[MATERIAL FOR THIS TASK — start]
PR #573, opened 2019-06-04
Trsm: use template matrix copy to replace void matrix copy

TonyYHsieh:
resolves #___

Summary of proposed changes:
-  optimize performance of one of trsm kernel copy_void_ptr_matrix_trsm.
-  copy matrix use template to decide type is faster than void copy with size of type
[MATERIAL FOR THIS TASK — finish]
▶ EXERCISE: Repeat every line of the records above exactly.

▶ SOLUTION TO THIS EXERCISE:
PR #573, opened 2019-06-04
Trsm: use template matrix copy to replace void matrix copy

TonyYHsieh:
resolves #___

Summary of proposed changes:
-  optimize performance of one of trsm kernel copy_void_ptr_matrix_trsm.
-  copy matrix use template to decide type is faster than void copy with size of type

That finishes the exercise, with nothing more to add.